Crystallographic programming: Super short tour of the cctbx

Two of the leading packages in crystallography are Phenix and CCP4. For most practicing crystallographers they will interact via with these to progress a single crystallographic data-set from diffraction images, through integration, merging, phasing, model building and hopefully deposition.

However, if you want to develop crystallographic software, you will likely need to decide on a framework to build upon. Phenix is built on the comprehensive cctbx library, whereas CCP4 programs are typically standlone, although common crystallographic libraries such as clipper and cctbx are utilised.

CCTBX is written mainly in python, with core crystallographic functionality written in C++. My usual starting place for understanding functionality is through the pdb parser tutorial.
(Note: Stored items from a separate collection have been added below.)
PR #1329, opened 2026-01-02
more verbose error reporting in `get_targets` integration tests

richrines1:
in response to recent test flakes

(also cleans up the implementation of `get_my_targets`)

### DIFF
--- a/general-superstaq/general_superstaq/service.py
+++ b/general-superstaq/general_superstaq/service.py
@@ -195,14 +195,45 @@ class Service:
         )
         return self._client.get_targets(**filters)
 
-    def get_my_targets(self) -> list[gss.Target]:
+    def get_my_targets(
+        self,
+        simulator: bool | None = None,
+        supports_submit: bool | None = None,
+        supports_submit_qubo: bool | None = None,
+        supports_compile: bool | None = None,
+        available: bool | None = None,
+        retired: bool | None = None,
+        **kwargs: bool,
+    ) -> list[gss.Target]:
         """Gets a list of Superstaq targets that the user can submit to and are available along
         with their status information.
+
+        Args:
+            simulator: Optional flag to restrict the list of targets to (non-) simulators.
+            supports_submit: Optional boolean flag to only return targets that (don't) allow
+                circuit submissions.
+            supports_submit_qubo: Optional boolean flag to only return targets that (don't)
+                allow qubo submissions.
+            supports_compile: Optional boolean flag to return targets that (don't) support
+                circuit compilation.
+            available: Optional boolean flag to only return targets that are (not) available
+                to use.
+            retired: Optional boolean flag to only return targets that are or are not retired.
+            kwargs: Any additional, supported flags to restrict/filter returned targets.
 
         Returns:
             A list of Superstaq targets that the user can currently submit to.
         """
-        return self.get_targets(accessible=True)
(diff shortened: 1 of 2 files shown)


cirq-superstaq/cirq_superstaq/daily_integration_test.py
```diff
@@ -193,7 +193,15 @@ def test_get_targets(service: css.Service) -> None:
...
     assert ibmq_target_info in result
     assert aqt_target_info in result
-    assert all(target in result for target in filtered_result)
+
+    unfiltered_targets = {t.target: t for t in result}
+    for target in filtered_result:
+        assert target.target in unfiltered_targets, f"'{target.target}' not in unfiltered result"
+        assert target == unfiltered_targets[target.target], (
+            "Divergent targets.\nFiltered: {target!r}\n"
+            "Unfiltered: {unfiltered_targets[target.target]!r}"
```
bharat-thotakura:
```suggestion
            f"Divergent targets.\nFiltered: {target!r}\n"
            f"Unfiltered: {unfiltered_targets[target.target]!r}"
```

qiskit-superstaq/qiskit_superstaq/daily_integration_test.py
```diff
@@ -50,7 +50,15 @@ def test_backends(provider: qss.SuperstaqProvider) -> None:
...
     assert ibmq_backend_info in result
     assert len(provider.backends()) == len(result)
-    assert all(target in result for target in filtered_result)
+
+    unfiltered_targets = {t.target: t for t in result}
+    for target in filtered_result:
+        assert target.target in unfiltered_targets, f"'{target.target}' not in unfiltered result"
+        assert target == unfiltered_targets[target.target], (
+            "Divergent targets.\nFiltered: {target!r}\n"
+            "Unfiltered: {unfiltered_targets[target.target]!r}"
```
bharat-thotakura:
```suggestion
            f"Divergent targets.\nFiltered: {target!r}\n"
            f"Unfiltered: {unfiltered_targets[target.target]!r}"
```

cirq-superstaq/cirq_superstaq/daily_integration_test.py
richrines1: good catch, thanks :)

qiskit-superstaq/qiskit_superstaq/daily_integration_test.py
```diff
@@ -50,7 +50,15 @@ def test_backends(provider: qss.SuperstaqProvider) -> None:
     )
     assert ibmq_backend_info in result
     assert len(provider.backends()) == len(result)
```
bharat-thotakura: Actually, I think we've had the [`len` assertion fail before](https://github.com/Infleqtion/client-superstaq/actions/runs/20372291833/job/58541622944) as well. Could we move the target `for` loop before this assertion or check backends in addition or something?

richrines1: good call. updated to check for/report missing backends in the same way as the filtered targets

richrines1:
(also updated to drop `SuperstaqClient.get_my_targets` entirely, and instead just have `gss.Service.get_my_targets` call `self.get_targets(..., accessible=True)`)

This introduces the concept of a hierarchy, a iterative way to represent a macromolecule:

from iotbx.pdb import hierarchy
pdb_in = hierarchy.input(file_name="model.pdb")
for chain in pdb_in.hierarchy.only_model().chains() :
  for residue_group in chain.residue_groups() :
    for atom_group in residue_group.atom_groups() :
      for atom in atom_group.atoms() :
        if (atom.element.strip().upper() == "ZN") :
          atom_group.remove_atom(atom)
      if (atom_group.atoms_size() == 0) :
        residue_group.remove_atom_group(atom_group)
    if (residue_group.atom_groups_size() == 0) :
      chain.remove_residue_group(residue_group)
f = open("model_Zn_free.pdb", "w")
f.write(pdb_in.hierarchy.as_pdb_string(
  crystal_symmetry=pdb_in.input.crystal_symmetry()))
f.close()

Although there are many ways to parse a pdb file, the introduction to iotbx.pdb, gives a view of how xray structure data can be associated to the model. The tour of the cctbx can be helpful starting place, especially for understanding how the python and c++ functionality interact through boost and the scitbx.array_family.flex. Unfortunately, documentation on cctbx tends to vary in quality and quantity throughout the modules:

Other components of the library include ways to simulate crystallographic data through simtbx,  and tools for processing xfel data.

As the library is open source, github hosted source code allows exploration of previously written routines, which can be very helpful for understanding the inner workings of the library. Note that there are also bulletin boards for users and developers of phenix and cctbx respectively. A few tutorials can also be found.

Hopefully this post will give someone other than me a reminder of where to find resources to get started developing within CCTBX.